- Task requirements:
Go through the data below and gather each line containing "from".

*** Materials provided ***

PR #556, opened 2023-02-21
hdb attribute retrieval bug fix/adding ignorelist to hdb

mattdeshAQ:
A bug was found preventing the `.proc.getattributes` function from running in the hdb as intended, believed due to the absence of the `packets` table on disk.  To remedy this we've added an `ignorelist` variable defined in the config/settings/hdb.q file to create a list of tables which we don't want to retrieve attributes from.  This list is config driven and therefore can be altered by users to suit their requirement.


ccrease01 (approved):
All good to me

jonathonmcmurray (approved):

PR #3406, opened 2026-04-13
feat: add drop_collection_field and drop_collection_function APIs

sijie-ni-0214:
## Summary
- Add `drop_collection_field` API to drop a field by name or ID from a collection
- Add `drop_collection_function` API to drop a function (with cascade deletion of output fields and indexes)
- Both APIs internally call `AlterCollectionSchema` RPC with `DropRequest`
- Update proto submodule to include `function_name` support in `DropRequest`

*** End of Materials provided ***

- Reply to the exercise:
A bug was found preventing the `.proc.getattributes` function from running in the hdb as intended, believed due to the absence of the `packets` table on disk.  To remedy this we've added an `ignorelist` variable defined in the config/settings/hdb.q file to create a list of tables which we don't want to retrieve attributes from.  This list is config driven and therefore can be altered by users to suit their requirement.
- Add `drop_collection_field` API to drop a field by name or ID from a collection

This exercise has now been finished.